I've thought about getting an electric pump too but I like your idea. Probably should find a barrel first though :]


----------



## AquariumTech (Oct 12, 2010)

You can just get a big trash can, mix up the water, add a water pump with a hose long enough to reach your tank. Cost you around depending what you buy around 100 or less but a worthy investment make your life much easier. I just have 5 8gallon buckets and always have water mixed up in them, I do my water change then just add what I need and mix it back up and let it sit until I need it again.


----------



## emc7 (Jul 23, 2005)

sometimes empty, plastic 55 gallon drums turn up on craigslist. New is too pricey. https://www.containerandpackaging.com/item.asp?item=D004


----------



## snyderguy (Feb 9, 2010)

that's exactly what i'm looking for! but that is really expensive...


----------



## snyderguy (Feb 9, 2010)

What luck! I actually just found a 55 gallon plastic barrel for $6 on craigslist.


----------



## AquariumTech (Oct 12, 2010)

Nice deal.


----------



## emc7 (Jul 23, 2005)

A lot of stuff is shipped in those, so they turn up for sale cheap periodically.
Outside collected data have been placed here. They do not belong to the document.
PR #847, opened 2020-10-02
Addition of ones_like and zeros_like

MikeMerz:
Added functions ones_like and zeros_like with test for each function, any remarks will be appreciated.

### DIFF
--- a/tensornetwork/linalg/initialization.py
+++ b/tensornetwork/linalg/initialization.py
@@ -17,7 +17,6 @@ import warnings
 from typing import Optional, Sequence, Tuple, Any, Union, Type, Callable, List
 from typing import Text
 import numpy as np
-from tensorflow.python.framework import ops
 
 from tensornetwork.backends import abstract_backend
 from tensornetwork import backend_contextmanager
@@ -124,10 +123,10 @@ def ones_like(input: Union[Any],
     return the_tensor
   else: # incase input of type np.ndarray, convert to Tensor
     try:
-      input = ops.convert_to_tensor(input)
+      input = backend.convert_to_tensor(input)
     except TypeError as e:
       error = "Input to zeros_like has invalid type causing error massage: \n" + str(e)
-      raise TypeError(error)
+      raise TypeError(error) from e
     the_tensor = initialize_tensor("ones", input.get_shape().as_list(), backend=backend, dtype=dtype)
     return the_tensor
 
@@ -149,11 +148,11 @@ def zeros_like(input: Union[Any],
     return the_tensor
   else:  # incase input of type np.ndarray, convert to Tensor
     try:
-      input = ops.convert_to_tensor(input)
+      input = backend.convert_to_tensor(input)
     except TypeError as e:
       error = "Input to zeros_like has invalid type causing error massage: \n" + str(e)
-      raise TypeError(error)
-    the_tensor = initialize_tensor("zeros", input.get_shape().as_list(), backend=backend, dtype=dtype)
+      raise TypeError(error) from e
+    the_tensor = initialize_tensor("zeros", input.shape, backend=backend, dtype=dtype)
     return the_tensor
 
 
--- a/tensornetwork/linalg/initialization.py
+++ b/tensornetwork/linalg/initialization.py
@@ -121,7 +121,7 @@ def ones_like(input: Union[Any],
   if isinstance(input, Tensor):  # incase input of type Tensor, create Tensor normally
     the_tensor = initialize_tensor("ones", input.shape, backend=input.backend, dtype=input.dtype)
     return the_tensor
-  else: # incase input of type np.ndarray, convert to Tensor
+  else:
     try:
       input = backend.convert_to_tensor(input)
     except TypeError as e:
@@ -146,7 +146,7 @@ def zeros_like(input: Union[Any],
   if isinstance(input, Tensor):  # incase input of type Tensor, create Tensor normally
     the_tensor = initialize_tensor("zeros", input.shape, backend=input.backend, dtype=input.dtype)
     return the_tensor
-  else:  # incase input of type np.ndarray, convert to Tensor
+  else:
     try:
       input = backend.convert_to_tensor(input)
     except TypeError as e:
--- a/tensornetwork/linalg/initialization.py
+++ b/tensornetwork/linalg/initialization.py
@@ -107,7 +107,7 @@ def ones(shape: Sequence[int],
   the_tensor = initialize_tensor("ones", shape, backend=backend, dtype=dtype)
   return the_tensor
 
-def ones_like(input: Union[np.ndarray,Tensor,AbstractBackend],
+def ones_like(input: Union[Any],
          dtype: Optional[Type[Any]] = None,
          backend: Optional[Union[Text, AbstractBackend]] = None) -> Tensor:
   """Return a Tensor shape full of ones the same shape as input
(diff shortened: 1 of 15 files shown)


tensornetwork/linalg/initialization.py
```diff
@@ -17,6 +17,8 @@
 from typing import Optional, Sequence, Tuple, Any, Union, Type, Callable, List
 from typing import Text
 import numpy as np
+from tensorflow.python.ops.numpy_ops.np_arrays import convert_to_tensor
```
alewis, line 20: I know we haven't completely followed this rule, but ideally one should only import modules and not functions directly

tensornetwork/linalg/initialization.py
```diff
@@ -105,6 +107,51 @@ def ones(shape: Sequence[int],
...
+         dtype: Optional[Type[np.number]] = None,
+         backend: Optional[Union[Text, AbstractBackend]] = None) -> Tensor:
+  """Return a Tensor shape full of ones the same shape as input
+  Args:
+    input : Object to recieve shape from
+     dtype (optional) : dtype of object
+     backend(optional): The backend or its name."""
+  if backend is None:
+    backend = backend_contextmanager.get_default_backend()
+  elif isinstance(backend, str):
```
alewis, line 120: This elif is unnecessary because the factory will work fine when given a backend object

tensornetwork/linalg/initialization.py
```diff
@@ -105,6 +107,51 @@ def ones(shape: Sequence[int],
...
+    backend = backend_contextmanager.backend_factory.get_backend(backend)
+  else:
+    backend = backend
+  if isinstance(input, Tensor): # encase input of type Tensor, create Tensor normally
```
alewis, line 124: typo in comment

tensornetwork/linalg/initialization.py
```diff
@@ -105,6 +107,51 @@ def ones(shape: Sequence[int],
...
+    the_tensor = initialize_tensor("ones", input.shape, backend=input.backend, dtype=input.dtype)
+    return the_tensor
+  if isinstance(input, np.ndarray): # encase input of type np.ndarray, convert to Tensor
```
alewis, line 127: I think actually a simple "else" would be better here - presently if the input is neither a an ndarray nor a Tensor, this function will silently return None. In addition we want to catch other backend types than ndarray

tensornetwork/linalg/initialization.py
```diff
@@ -105,6 +107,51 @@ def ones(shape: Sequence[int],
...
+    input = convert_to_tensor(input,dtype=dtype)
+    the_tensor = initialize_tensor("ones", input.shape, backend=backend, dtype=dtype)
+    return the_tensor
+
+
+def zeros_like(input: Union[np.ndarray,Tensor],
+         dtype: Optional[Type[np.number]] = None,
+         backend: Optional[Union[Text, AbstractBackend]] = None) -> Tensor:
+  """Return a Tensor shape full of zeros the same shape as input
```
alewis, line 136: Same comments apply as for ones

tensornetwork/linalg/initialization.py
```diff
@@ -105,6 +107,51 @@ def ones(shape: Sequence[int],
   the_tensor = initialize_tensor("ones", shape, backend=backend, dtype=dtype)
   return the_tensor
 
+def ones_like(input: Union[np.ndarray,Tensor],
+         dtype: Optional[Type[np.number]] = None,
```
alewis, line 111: I'm not totally sure, but will this work when dtype is e.g. a PyTorch dtype?

tensornetwork/linalg/tests/initialization_test.py
```diff
@@ -100,6 +100,33 @@ def test_ones(backend):
     npI = backend_obj.ones(shape, dtype=dtype)
     np.testing.assert_allclose(tnI.array, npI)
 
+def test_ones_like(backend):
+    """Tests tensornetwork.ones_like against np.ones_like"""
+    backend_obj = backends.backend_factory.get_backend(backend)
+    shape = (2, 4, 1)
+    n = np.eye(2)
```
alewis, line 107: test with the relevant array type for each backend. also vary the dtype

alewis (changes requested):
Looks good! A few small comments

tensornetwork/linalg/initialization.py
MikeMerz: I have replaced the elif and else with just an else to create the backend

tensornetwork/linalg/tests/initialization_test.py
MikeMerz: As I saw the tests run on each backend type and at line 122 the for loops over all dtypes and each run a new objTensor is created, is that you meant?

tensornetwork/linalg/initialization.py
```diff
@@ -117,21 +117,22 @@ def ones_like(input: Union[np.ndarray,Tensor],
...
-  if isinstance(input, Tensor): # encase input of type Tensor, create Tensor normally
+    backend = backend_contextmanager.backend_factory.get_backend(backend)
+  if isinstance(input, Tensor):  # incase input of type Tensor, create Tensor normally
     the_tensor = initialize_tensor("ones", input.shape, backend=input.backend, dtype=input.dtype)
     return the_tensor
-  if isinstance(input, np.ndarray): # encase input of type np.ndarray, convert to Tensor
-    input = convert_to_tensor(input,dtype=dtype)
-    the_tensor = initialize_tensor("ones", input.shape, backend=backend, dtype=dtype)
+  else: # incase input of type np.ndarray, convert to Tensor
+    try:
```
alewis, line 126:
```suggestion
    try:
      input = backend.convert_to_tensor(input)
    except TypeError as e:
      errstr = "Input to ones_like had invalid type, causing error message: \n" +str(e)
      raise TypeError(errstr)
```

alewis: There's a very confusing situation going on right now within the codebase where, for legacy reasons, the word `Tensor' is used to refer to two very different things. At the level of tn.Tensor, it refers to the tn.Tensor object. Within the backends, it refers to the array class of the backend. Thus `convert_to_tensor` does not convert to `tn.Tensor`, but rather to the array class of the relevant backend.

alewis (changes requested):

tensornetwork/linalg/initialization.py
```diff
@@ -117,21 +117,22 @@ def ones_like(input: Union[np.ndarray,Tensor],
...
+      input = ops.convert_to_tensor(input)
+    except TypeError:
+      input = ops.convert_to_tensor(input.numpy(), dtype=dtype)
```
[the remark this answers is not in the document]
MikeMerz: It does work on TensorFlow , however pytorch type raises a TypeError as it is unable to convert but it is still possible to convert going the basic numpy array, but by the comment below an excption should be raised, so i'll change it :)

tensornetwork/linalg/tests/initialization_test.py
```diff
@@ -121,10 +121,10 @@ def test_zeros_like(backend):
     n = np.eye(2)
     for dtype in dtypes[backend]["all"]:
```
mganahl, line 122: replace `dtype` loop with a pytest parametrization.

tensornetwork/linalg/initialization.py
```diff
@@ -17,7 +17,7 @@
 from typing import Optional, Sequence, Tuple, Any, Union, Type, Callable, List
 from typing import Text
 import numpy as np
-from tensorflow.python.ops.numpy_ops.np_arrays import convert_to_tensor
```
mganahl: why is there a global `tensorflow` import? The only place where `tensorflow`, `jax` and `pytorch` should be imported is inside the respective backends.

tensornetwork/linalg/initialization.py
mganahl: also raise the last TypeError with a `from`:
```python 
raise TypeError(errstr) from e

```

mganahl (changes requested):

alewis (commented):
Looks good - change that one comment and fix the build, and I think we're good to go. Thanks!

tensornetwork/linalg/tests/initialization_test.py
```diff
@@ -100,6 +100,35 @@ def test_ones(backend):
...
+        numpyCheck = backend_obj.ones(n.shape, dtype=dtype)
+        np.testing.assert_allclose(tensor.array, tensorCheck)
+        np.testing.assert_allclose(numpyT.array, numpyCheck)
+
+def test_zeros_like(backend):
+    """Tests tensornetwork.zeros_like against np.zeros_like"""
+    backend_obj = backends.backend_factory.get_backend(backend)
+    shape = (2, 4, 1)
+    n = np.eye(2)
+    @pytest.mark.parametrize("dtype,expected",(dtypes[backend]["all"]))
```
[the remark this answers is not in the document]
MikeMerz: The types differ by the backend received and I thought that each call for a test function sends only backend so in order to get the right types for the backend received I made the inner function

PR #1, opened 2020-02-28
Replace fetch with XMLHTTPRequest

stephanebisson:
While `fetch` is very convenient it is not supported by all browsers.

This change uses XMLHTTPRequest to query the page summary endpoint and gets rid of the `unfetch` library. It also uses callbacks instead of promises to remove the need for a promise polyfill in IE.

https://phabricator.wikimedia.org/T243774


jpita:
I think this broke IE11, there's no popup now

They are fish safe and clean up nice. Just ask what was in them so you know how thoroughly you need to wash them.


----------



## pinetree (Nov 29, 2009)

When I had a big tank with African cichlids, I aged water in a big plastic trash can with a pump and aeration. Worked great.


----------



## BV77 (Jan 22, 2005)

I age mine in rubbermaid tubs....small filter to keep the water circulating and a heater, so when I'm ready to use it , it's dechlorinated and up to tank temp.


----------



## snyderguy (Feb 9, 2010)

Turns out those tubs were used for cooking oil or some sort of oil, so I decided to get them. The only thing with rubbermaid tubs, wouldn't they stretch out from the water?


----------



## emc7 (Jul 23, 2005)

The real made in USA, old-style rubbermaid trash can I had just bulged a bit. They do make stiff ones that are made to hold water, but they are pricier.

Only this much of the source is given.